The advantages of shifting left and testing as early as possible are obvious. What’s less clear is how to do it.

In my role as test engineering manager at a large financial services firm, that challenge fell on me. The solution that some of the biggest software companies—Google, Facebook, and Microsoft—have all developed takes advantage of machine learning to test every code change immediately, so I learned how to implement these techniques myself. And I think these techniques would benefit everyone else struggling to shift their testing left, too.

Shifting left means testing as early as possible, making testing an integral part of each stage of the development process. The earlier bugs are caught, the faster and easier they are to fix. Ideally, we want to test every commit as soon as it is applied so developers can fix any issues immediately while the code is still fresh and the rest of the team hasn’t started building on top of it.

This obviously requires automation. Only with automation can we run hundreds or thousands of tests in a few minutes. While it wasn’t feasible or even optimal to automate everything, our team set to automate as much as we could. That had its own challenges and took longer to implement than we had planned. And while it helped us dramatically increase the number of paths and permutations we could test quickly, it didn’t help us shift left as much as we expected.

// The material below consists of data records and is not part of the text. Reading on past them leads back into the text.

PR #515, opened 2020-05-14
Get rid of incompatible xml property

blaumeiser-at-bosch:
There is a mismatch on this properties. They are not known to the xml components we are using, although, e.g., SonarCloud marks the missing code as vulnerability. The vulnerability is not an issue in our tooling, so I think removing is ok.

### Request Reviewer
@bs-ondem 

### Type of Change
*Type of change*:  bug fix

### How Has This Been Tested?
Regression Test and example project test in Tina later

### Checklist
Must:


blaumeiser-at-bosch:
The introduced vulnerability was expected, the removed code was there to get rid of it. Unfortunately, the proposed solution does not work, it creates a runtime exception. The vulnerability is already marked in SonarCloud, so the missing check here is acceptable.

PR #518, opened 2020-05-25
Oheger bosch/sw360/#426 tweak SW360 release client API

oheger-bosch:
Issue 426

This PR is part of the redesign of the SW360 client library. It focuses on the API of the client for releases with the goal to remove methods specific to Antenna use cases and replace them with more generic methods. Antenna-specific logic therefore has been moved to the classes in the workflow and compliance-tool packages.

Methods considered Antenna-specific are for instance getOrCreateRelease() with an integrated update of an existing release entity, or the methods that lookup releases based on a passed in release object.

A missing update() method has been added, and the API to upload attachments has been improved.

Javadoc has been added to all methods in the interfaces.

@neubs-bsi @blaumeiser-at-bosch 

*Type of change*:  
improvements

### How Has This Been Tested?
Where necessary, existing unit tests have been adapted where logic has been moved. For new classes, new unit tests have been created.

### Checklist
Must:

- [X] I have provided tests for the changes (if there are changes that need additional tests)

### DIFF
--- a/modules/sw360/sw360-client/src/main/java/org/eclipse/sw360/antenna/sw360/client/adapter/AttachmentUploadRequest.java
+++ b/modules/sw360/sw360-client/src/main/java/org/eclipse/sw360/antenna/sw360/client/adapter/AttachmentUploadRequest.java
@@ -10,8 +10,8 @@
  */
 package org.eclipse.sw360.antenna.sw360.client.adapter;
 
+import org.eclipse.sw360.antenna.sw360.client.rest.resource.SW360HalResource;
 import org.eclipse.sw360.antenna.sw360.client.rest.resource.attachments.SW360AttachmentType;
-import org.eclipse.sw360.antenna.sw360.client.rest.resource.releases.SW360Release;
 
 import java.nio.file.Path;
 import java.util.ArrayList;
@@ -30,12 +30,13 @@ import java.util.Objects;
  * is created using a builder that offers methods to add the items to be
  * uploaded.
  * </p>
+ * @param <T> the type of the entity to upload attachments to
  */
-public final class AttachmentUploadRequest {
+public final class AttachmentUploadRequest<T extends SW360HalResource<?, ?>> {
     /**
-     * The release that is the target for uploads.
+     * The entity that is the target for uploads.
      */
-    private final SW360Release target;
+    private final T target;
 
     /**
      * Stores the items to be uploaded.
@@ -49,20 +50,20 @@ public final class AttachmentUploadRequest {
      * @param target the target entity of the uploads
      * @param items  a list with the items to be uploaded
      */
-    private AttachmentUploadRequest(SW360Release target, List<Item> items) {
+    private AttachmentUploadRequest(T target, List<Item> items) {
         this.target = target;
         this.items = Collections.unmodifiableList(new ArrayList<>(items));
     }
 
     /**
      * Returns a new {@code Builder} to define a request to upload attachments
-     * to the given release.
+     * to the given entity.
      *
      * @param target the target of the upload operation
      * @return the builder to define the upload request
      */
-    public static Builder builder(SW360Release target) {
-        return new Builder(target);
+    public static <T extends SW360HalResource<?, ?>> Builder<T> builder(T target) {
+        return new Builder<>(target);
     }
 
     /**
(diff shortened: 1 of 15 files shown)


modules/sw360/sw360-workflow/src/main/java/org/eclipse/sw360/antenna/sw360/SW360MetaDataUpdater.java
```diff
@@ -104,6 +106,16 @@ public boolean isUploadSources() {
...
-        return releaseClientAdapter.uploadAttachments(sw360Release, attachments);
+        AttachmentUploadRequest.Builder builder = AttachmentUploadRequest.builder(sw360Release);
+        for (Map.Entry<Path, SW360AttachmentType> e : attachments.entrySet()) {
+            builder = builder.addAttachment(e.getKey(), e.getValue());
+        }
+
+        AttachmentUploadResult result = releaseClientAdapter.uploadAttachments(builder.build());
+        LOGGER.debug("Result of attachment upload operation: {}", result);
+        if (!result.isSuccess()) {
+            LOGGER.error("Failed to upload attachments: {}", result.failedUploads());
```
neubs-bsi, line 117: When the error is due to a duplicate attachment, this error message will be logged many times. And in case of the duplicate attachments it should not really be an error, since the attachment in the end does exist in SW360 with the release. 
While a bit laborious, could for example the exception be checked for the word duplicate or sth similar? because from a users perspective error messages should only be thrown when there is an acutal error. Dupliactes should be a warning at most

oheger-bosch: Not sure whether this is true in all use cases. The local attachment file may be different from the one on the server. If the library does not return error information in this case, the user would expect that it had been replaced on the server, while it had not.

neubs-bsi: Is there a way to determine if it is the same? because i think printing an error message each time might also lead the user to not take the message seriously in case it actually is a different file.

oheger-bosch: SW360 maintains a hash value for attachments that have been uploaded. So by calculating the hash on the local file (we could add an utility method to support this), one can determine whether files have changed.

It would also be possible to treat duplicates not as errors in general. The upload result object could contain a list with duplicates that have been detected. Then the caller can decide how to treat this situation.

I am afraid that the API related to attachments seems to be very restricted in SW360. A once uploaded attachment file cannot be deleted or overwritten. So if you once uploaded a wrong attachment file, you are stuck with it.

neubs-bsi: The above suggestion sounds promising (and probably worth another isuue / pr) 

maybe we can also check out what changes could be done in sw360.

The for now this should be fine and we can find a solution in a separate PR

modules/sw360/sw360-client/src/main/java/org/eclipse/sw360/antenna/sw360/client/adapter/AttachmentUploadRequest.java
```diff
@@ -0,0 +1,216 @@
...
+ * It is possible to upload multiple attachments in a single request. A request
+ * is created using a builder that offers methods to add the items to be
+ * uploaded.
+ * </p>
+ */
+public final class AttachmentUploadRequest {
+    /**
+     * The release that is the target for uploads.
+     */
+    private final SW360Release target;
```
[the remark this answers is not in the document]
oheger-bosch: _AttachmentUploadRequest_ and _AttachmentUploadResult_ are now generic and support different entity types. The logic to upload and download attachments has been extracted into an utility class.

modules/sw360/sw360-client/src/main/java/org/eclipse/sw360/antenna/sw360/client/adapter/AttachmentUploadRequest.java
```diff
@@ -0,0 +1,216 @@
...
+    public SW360Release getTarget() {
+        return target;
+    }
+
+    /**
+     * Returns a list with the items that are to be uploaded.
+     *
+     * @return a list with the items to be uploaded
+     */
+    public List<Item> items() {
```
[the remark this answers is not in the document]
oheger-bosch: Method was renamed.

Not surprisingly, as we automated more testing, the test suite grew larger and larger, and consequently, it took longer and longer to run. When we started, the test automation suite only took a few minutes to run, so we were able to test every commit as it was applied. But as the number of tests grew, the test suite started taking hours to run. The UI tests were the slowest, but even the sheer number of integration tests made it impossible to check individual commits. So we had to batch the test process and run the suite periodically, pushing testing back to the right.

To reduce test times, we tried parallelization, but that was expensive and couldn’t even keep up with the growth in the test suite. Even worse, as the number of tests increased, so did the number of flaky failures that had to be reviewed manually.

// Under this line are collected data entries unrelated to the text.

Issue #517, opened 2020-05-19
Content Reporter for compliance tool


neubs-bsi:
### Summary of the Feature
When using the compliance tool it would be good to get more information from the running sw360 instance than the exporter provides.
Therefore a status reporter with different switches for different desired information would be good

### Acceptance Criteria
- [ ] New mode "reporter"
- [ ] Reporter gives back in csv form
    - [ ] releases_cleared
    - [ ] release_not_cleared
    - [ ] projects
    - [ ] projects_that_use_release_<id>
    - [ ] releases_of_project_<name>
    - [ ] components
    - [ ] releases_of_component_<id>
    - [ ] ...
- [ ] should be given via command line

### Definition of Done
- Acceptance criteria fulfilled
- A PR is created, the CI infrastructure reports green
- The PR is reviewed and approved
- No TODOs left in the code unless explained in the ticket, if something else is still open, this is summarized in a comment in the issue
- Test cases are created to prove the functionality of the feature
- Documentation is updated

PR #522, opened 2020-05-28
Neubs bsi/ct/reporter start

neubs-bsi:
This introduces a status reporter to the compliance tool to get reports on different data in sw360.

It works with the same properties file as the other modes and is choosable by a switch, just like the others. 
With this PR parameter get introduced to the CLI Options since they are used to determine which information is requested from sw360 by the user 

Issue: #517 

@oheger-bosch 

*Type of change*:  new feature

Some tests have been written. 

### Checklist
Must:


assembly/compliance-tool/src/main/java/org/eclipse/sw360/antenna/frontend/compliancetool/main/AntennaComplianceToolOptions.java
```diff
@@ -55,20 +75,26 @@
...
      * @param debugLog           flag whether debug log should be active
      * @param showHelp           flag whether the help message should be printed
      * @param valid              flag whether the command line is valid
      */
-    AntennaComplianceToolOptions(String propertiesFilePath, String complianceMode, boolean debugLog, boolean showHelp, boolean valid) {
+    AntennaComplianceToolOptions(String propertiesFilePath, String complianceMode, Set<String> parameters, boolean debugLog, boolean showHelp, boolean valid) {
         super(debugLog, showHelp, valid);
         this.propertiesFilePath = propertiesFilePath;
         this.complianceMode = complianceMode;
+        this.parameters = parameters;
```
oheger-bosch, line 97: To make sure that the AntennaComplianceToolOptions class remains immutable, the set with parameters should not be directly exposed to clients, so that it cannot be manipulated after an instance was created. So create a defensive copy here and in _getParameters()_, e.g. 
`this.parameters = new HashSet(parameters);`
Alternatively, the set can be stored as an unmodifiable set in the field, then it can be returned by _getParameters()_ directly, e.g.
`this.parameters = Collections.unmodifiableSet(new HashSet(parameters));`

assembly/compliance-tool/src/main/java/org/eclipse/sw360/antenna/frontend/compliancetool/main/AntennaComplianceToolOptions.java
```diff
@@ -151,13 +189,16 @@ static String helpMessage() {
     private static Optional<String> getComplianceModeFromSwitches(Set<String> switches) {
         boolean updater = hasSwitch(switches, SWITCH_UPDATER_SHORT) || hasSwitch(switches, SWITCH_UPDATER_LONG);
         boolean exporter = hasSwitch(switches, SWITCH_EXPORTER_SHORT) || hasSwitch(switches, SWITCH_EXPORTER_LONG);
+        boolean reporter = hasSwitch(switches, SWITCH_REPORTER);
 
         if (updater && exporter) {
```
oheger-bosch, line 194: The checking logic is now more complex; the new switch has to be taken into account as well.

assembly/compliance-tool/src/main/java/org/eclipse/sw360/antenna/frontend/compliancetool/sw360/status/SW360StatusReporterParameters.java
```diff
@@ -0,0 +1,139 @@
...
+import java.util.Objects;
+import java.util.Optional;
+import java.util.Set;
+
+/**
+ * Class responsible for parsing status reporter parameters
+ * and creating the {@code InfoRequest} the status reporter
+ * uses.
+ */
+class SW360StatusReporterParameters {
```
oheger-bosch, line 17: The class name is a bit misleading. Maybe something like ParametersHelper or ParameterParser?

assembly/compliance-tool/src/main/java/org/eclipse/sw360/antenna/frontend/compliancetool/sw360/status/SW360StatusReporterParameters.java
```diff
@@ -0,0 +1,139 @@
...
+        }
+        if (parameters.stream().filter(p -> p.contains(REPORTER_PARAMETER_PREFIX)).count() != 1) {
+            LOGGER.error("Too many information requests were made in this status report. ");
+            LOGGER.info(helpMessage());
+            throw new IllegalArgumentException("Too many information requests were made in this status report. ");
+        }
+        return parameters.stream().filter(p -> p.contains(REPORTER_PARAMETER_PREFIX)).findFirst().orElse("");
+    }
+
+    /**
```
oheger-bosch, line 60: Parsing of parameters is pretty inefficient as for each parameter the whole set is traversed. Alternatively, the set could be processed once and transformed into a map with key-value pairs. From the map it is then trivial to find the value of a specific parameter. During this transformation, it is also possible to detect duplicate parameter keys.

assembly/compliance-tool/src/main/java/org/eclipse/sw360/antenna/frontend/compliancetool/sw360/status/SW360StatusReporterParameters.java
```diff
@@ -0,0 +1,139 @@
...
+     */
+    static String helpMessage() {
+        String cr = System.lineSeparator();
+        return "Usage: java -jar compliancetool.jar " + AntennaComplianceToolOptions.SWITCH_REPORTER + "[options] <complianceMode> <propertiesFilePath>" + cr + cr +
+                "The reporter create a csv file for every run with the requested information statement. " + cr + cr +
+                "The reporter info statements: (only one can be set)" + cr +
+                new IRGetClearedReleases().getInfoParameter() + ":   Gives a list of all releases in a given sw360 instances that are cleared." + cr +
+                new IRGetNotClearedReleases().getInfoParameter() + ":   Gives a list of all releases in a given sw360 instances that are not cleared." + cr +
+                new IRGetReleasesOfProjects().getInfoParameter() + ":   Gives a list of all releases of a given project in a given sw360 instances." + cr;
+    }
```
oheger-bosch, line 120: The information which concrete reports are supported is distributed over multiple classes; here the parameters class has to know all supported report types in order to generate the help message. Only the InfoRequestFactory class should know this. So either InfoRequestFactory could generate the help message or it could provide a method which returns a collection of all supported InfoRequest objects; from this collection the help text can then be generated.

assembly/compliance-tool/src/main/java/org/eclipse/sw360/antenna/frontend/compliancetool/sw360/status/InfoRequest.java
```diff
@@ -0,0 +1,55 @@
+package org.eclipse.sw360.antenna.frontend.compliancetool.sw360.status;
```
oheger-bosch, line 1: Should the package name be something like "report" or "reporter"? "status" is pretty generic.

assembly/compliance-tool/src/main/java/org/eclipse/sw360/antenna/frontend/compliancetool/sw360/status/InfoRequest.java
```diff
@@ -0,0 +1,55 @@
...
+abstract public class InfoRequest<T> {
+    abstract public String getInfoParameter();
+
+    boolean hasAdditionalParameters() {
+        return getAdditionalParameters().size() > 0;
+    }
+
+    abstract String helpMessage();
+    abstract boolean isValid();
+    abstract Set<String> getAdditionalParameters();
```
oheger-bosch, line 18: Idea: _getAdditionalParameters()_ could return more information than just parameter names, e.g. data objects with the parameter name, the help text, and a flag whether the parameter is optional/mandatory. Then a major part of the parsing could be already implemented by the base class, also the generation of the help message.

assembly/compliance-tool/src/main/java/org/eclipse/sw360/antenna/frontend/compliancetool/sw360/status/ReporterOutput.java
```diff
@@ -0,0 +1,13 @@
...
+import org.eclipse.sw360.antenna.frontend.compliancetool.sw360.SW360Configuration;
+
+import java.util.Collection;
+
+/**
+ * Central interface for the report output of the status reporter
+ * @param <T>
+ */
+public interface ReporterOutput<T> {
+    void printFile(Collection<T> result, SW360Configuration configuration);
```
oheger-bosch, line 12: The use of generics is strange here. A concrete implementation will have to deal with multiple entity types. So the type parameter should be on the method rather than the interface. Alternatively, there could be multiple _printFile()_ methods for different entities.

Or is it expected to have implementations per format and entity class, e.g. ReporterOutputCSVProject, ReporterOutputHtmlRelease, ...?

assembly/compliance-tool/src/main/java/org/eclipse/sw360/antenna/frontend/compliancetool/sw360/status/ReporterOutputFactory.java
```diff
@@ -0,0 +1,18 @@
...
+ * Factory class for creating a {@link ReporterOutput} implementation
+ */
+class ReporterOutputFactory {
+    /**
+     * create function to create an object implementing the {@link ReporterOutput}
+     * @param outputFormat String representation of the type of the object
+     * @return {@link ReporterOutput} of the output format
+     */
+    static ReporterOutput getReporterOutput(String outputFormat) {
+        if (outputFormat.equals("CSV") || outputFormat.equals("csv") || outputFormat.equals("Csv")) {
```
oheger-bosch, line 13: if (outputFormat.equalsIgnoreCase("csv")) { ... }

assembly/compliance-tool/src/test/java/org/eclipse/sw360/antenna/frontend/compliancetool/sw360/status/SW360StatusReporterTest.java
```diff
@@ -0,0 +1,55 @@
...
+
+import static org.assertj.core.api.Assertions.assertThat;
+import static org.mockito.Mockito.mock;
+import static org.mockito.Mockito.when;
+
+public class SW360StatusReporterTest {
+    @Rule
+    public TemporaryFolder folder = new TemporaryFolder();
+
+    @Mock
```
oheger-bosch, line 23: Annotation is not needed.

modules/sw360/sw360-client/src/main/java/org/eclipse/sw360/antenna/sw360/client/rest/resource/releases/SW360Release.java
```diff
@@ -386,4 +386,34 @@ public int hashCode() {
...
+    private String collectionToString(Collection<String> collection) {
+        String separator = "";
+        StringBuilder mainLicenses = new StringBuilder();
+        for (String item : collection) {
+            mainLicenses.append(separator);
+            separator = ",";
+            mainLicenses.append(item);
+        }
+        return mainLicenses.toString();
+    }
```
oheger-bosch, line 418: I am not sure whether these format-specific output methods should be part of the data model. I would rather keep this separate, e.g. as part of the ReportOutputCSV implementation. When we support other output formats, would we add corresponding methods as well?

neubs-bsi: oh I agree. I should have mentioned that I regarded this as an intermediate solution until i come up with a better idea for the demo.

assembly/compliance-tool/src/main/java/org/eclipse/sw360/antenna/frontend/compliancetool/sw360/status/ReporterOutput.java
neubs-bsi: I have not yet implemented the visitor pattern we talked about. 
I felt it better to do these changes in a separate PR when we know exactly what we want.

assembly/compliance-tool/src/site/markdown/updater.md
```diff
@@ -0,0 +1,28 @@
...
+### Properties
+- `targetDir`: Target directory in which artificial clearing reports are created in. 
+- `sourcesDirectory`: Directory where the sources for uploading are stored
+- `basedir`: Base directory of the execution
+- `csvFilePath`: Path and name to the csv file with the release information
+- `delimiter`: Delimiter used in the csv file to separate columns (by default it is `,`)
+- `encoding`: Encoding of the csv file, normally `UTF-8` 
+- `removeClearedSources`: A boolean property that controls whether the updater should remove the source attachments of a release from the local sources directory once the release has been cleared. Cleared releases are no longer relevant for the workflow of the compliance tool; so by setting this property to *true*, an automatic cleanup of the sources directory can be enabled. The default value is *false*.
+- `removeClearingDocuments`: A boolean property that controls whether clearing documents for releases should be removed after the release has been cleared. The default value is *false*.
+- `proxyHost`: If a proxy is in use, supply the host name
```
oheger-bosch, line 18: Idea: To get rid off duplication, should the properties common to all execution modes (e.g. SW360 connection details) be described on the top-level site for the compliance tool?

assembly/compliance-tool/src/test/java/org/eclipse/sw360/antenna/frontend/compliancetool/sw360/reporter/IRGetClearedReleasesTest.java
```diff
@@ -0,0 +1,88 @@
...
+        assertThat(clearedReleases).containsExactly(release);
+    }
+
+    /**
+     * create a connection with all mock objects that get
+     * called when executing getting the releases.
+     *
+     * @return mocked sw360 connection
+     */
+    static SW360Connection getSW360Connection(SW360Release release) {
```
oheger-bosch, line 57: Maybe a candidate to be refactored into a test helper class, as the method is also used by the test class for not cleared releases.

assembly/compliance-tool/src/main/java/org/eclipse/sw360/antenna/frontend/compliancetool/sw360/reporter/ReporterUtils.java
```diff
@@ -0,0 +1,76 @@
...
+
+    private static String releaseCsvPrintRow(SW360Release release) {
+        return String.format("%s;%s;%s;%s;%s;%s;%s;%s;%s;%s;%s;%s;%s;%s",
+                release.getId(), release.getName(), release.getVersion(),
+                collectionToString(release.getCoordinates().values()),
+                collectionToString(release.getMainLicenseIds()),
+                release.getOverriddenLicense(), release.getDeclaredLicense(), release.getObservedLicense(),
+                release.getCopyrights(), release.getClearingState(), release.getChangeStatus(),
+                release.getDownloadurl(), release.getReleaseTagUrl(), release.getSoftwareHeritageId());
+    }
```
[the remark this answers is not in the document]
neubs-bsi: The csv printer only takes complete records ( meaning rows). If I would get the fields as Object[] I would have to iterate over the arrays of fields and give them individually as records, making the chance high to have mismatched placements. 
Did I understand your suggestion correctly?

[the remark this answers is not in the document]
oheger-bosch: I was referring to the printRecord() method of CSVPrinter which expects an Object[] (as var args) as argument. It can be passed an object of fields and prints them as a single row. This method is already used currently, but only a single string (with the already generated row) is passed in. The generation of this string is done manually, and I was hoping that it could be delegated to CSVPrinter.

Since UI tests took the longest to run and generated the most flaky failures, we tried reducing the number of UI tests by cutting down the number of separate phone models we tested. Unfortunately, that caused us to miss more bugs, including some that weren’t caught in manual testing either, since we expected the phones to behave similarly. We also tended to miss bugs where there were cross-dependencies and it wasn’t obvious to the manual testers that an area of the application had been affected by the code changes. That was a valuable lesson on the need for test automation. Consequently, we added back all the UI tests on all the different phones and browsers.

Eventually, it became necessary to run the automated test suite overnight. Each morning, the QA team would manually separate out the flaky failures and try to identify the changes that caused each defect. Developers would then have to fix the previous day’s bugs, and those fixes wouldn’t be fully tested until the following night. While it wasn’t exactly waterfall, we were not able to attain the level of speed and efficiency that we wanted from our agile process. So I looked for a better solution.

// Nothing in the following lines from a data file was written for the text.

PR #524, opened 2020-06-03
Removed Antenna runtime from attribution-document-core

bs-ondem:
The Antenna runtime was removed from the attribution-document-core due
to it was a unused dependency. As a result, there is no circular
dependency in the new ORT PDF reporter.

Signed-off-by: Onur Demirci <onur.demirci@bosch.io>

### Request Reviewer
@sschuberth

### DIFF
--- a/modules/attribution-document/attribution-document-core/pom.xml
+++ b/modules/attribution-document/attribution-document-core/pom.xml
@@ -47,10 +47,6 @@
             <artifactId>commons-lang3</artifactId>
         </dependency>
         <dependency>
-            <groupId>com.github.package-url</groupId>
-            <artifactId>packageurl-java</artifactId>
-        </dependency>
-        <dependency>
             <groupId>org.slf4j</groupId>
             <artifactId>slf4j-api</artifactId>
         </dependency>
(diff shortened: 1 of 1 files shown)


sschuberth:
To verify that the `org.eclipse.sw360.antenna:runtime` dependency is not needed I ran

    mvn -B -f modules/attribution-document/attribution-document-core/pom.xml dependency:analyze

which gave

    Used undeclared dependencies found:
       org.junit.jupiter:junit-jupiter-api:jar:5.5.2:test
    Unused declared dependencies found:
       org.eclipse.sw360.antenna:runtime:jar:1.0.0-SNAPSHOT:compile
       com.github.package-url:packageurl-java:jar:1.1.1:compile
       org.junit.jupiter:junit-jupiter:jar:5.5.2:test
       org.eclipse.sw360.antenna:antenna-license-provider:zip:licenseinfo:1:provided

So it seems we could at least remove the dependency on `com.github.package-url:packageurl-java` safely, too. Would you mind adding another commit to this PR doing so?

bs-ondem:
Thank you for the useful command :) I also removed packageurl-java.

PR #528, opened 2020-06-04
Separate OrtDownloadProcessor into Impl

neubs-bsi:
This to decouple the functionality from the
AntennaContext.

### DIFF
--- a/modules/ort/src/main/kotlin/workflow/processors/enricher/OrtDownloaderProcessorImpl.kt
+++ b/modules/ort/src/main/kotlin/workflow/processors/enricher/OrtDownloaderProcessorImpl.kt
@@ -1,0 +1,77 @@
+/*
+ * Copyright (c) Bosch.IO GmbH 2020.
+ *
+ * All rights reserved. This program and the accompanying materials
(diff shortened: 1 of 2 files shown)


modules/ort/src/main/kotlin/workflow/processors/enricher/OrtDownloaderProcessorImpl.kt
```diff
@@ -0,0 +1,67 @@
+package workflow.processors.enricher
```
sschuberth, line 1: Missing copyright header.

modules/ort/src/main/kotlin/workflow/processors/enricher/OrtDownloaderProcessorImpl.kt
```diff
@@ -0,0 +1,67 @@
...
+                        artifact.addFact(ArtifactSourceFile(zipFile.toPath()))
+                    }
+                }
+            } catch (e: DownloadException) {
+                LOGGER.warn("Failed to download sources for '${name}'")
+            }
+        }
+        return intermediates
+    }
+}
```
sschuberth, line 67: Missing final new line.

I began by researching how other companies solved the problem, particularly the largest ones. With thousands of developers making frequent commits and multiple releases per day, they couldn’t wait for overnight testing. But with millions of tests, it was impossible to run every test for every commit. Their solution was to run only the few tests relevant to the specific changes.

The concept is simple in principle—if a developer makes a change to a map functionality, for example, there is no reason to run all the tests that have nothing to do with mapping. It’s easy to identify the right tests manually, but that takes longer than running all the tests. So it’s necessary to automate the process of finding the right set of tests for the code changes. The key to that was machine learning.

Whenever I mention machine learning to people in the QA community, they assume I’m talking about AI bots that can find bugs autonomously without creating tests. This is a different way to use machine learning, and it’s far simpler.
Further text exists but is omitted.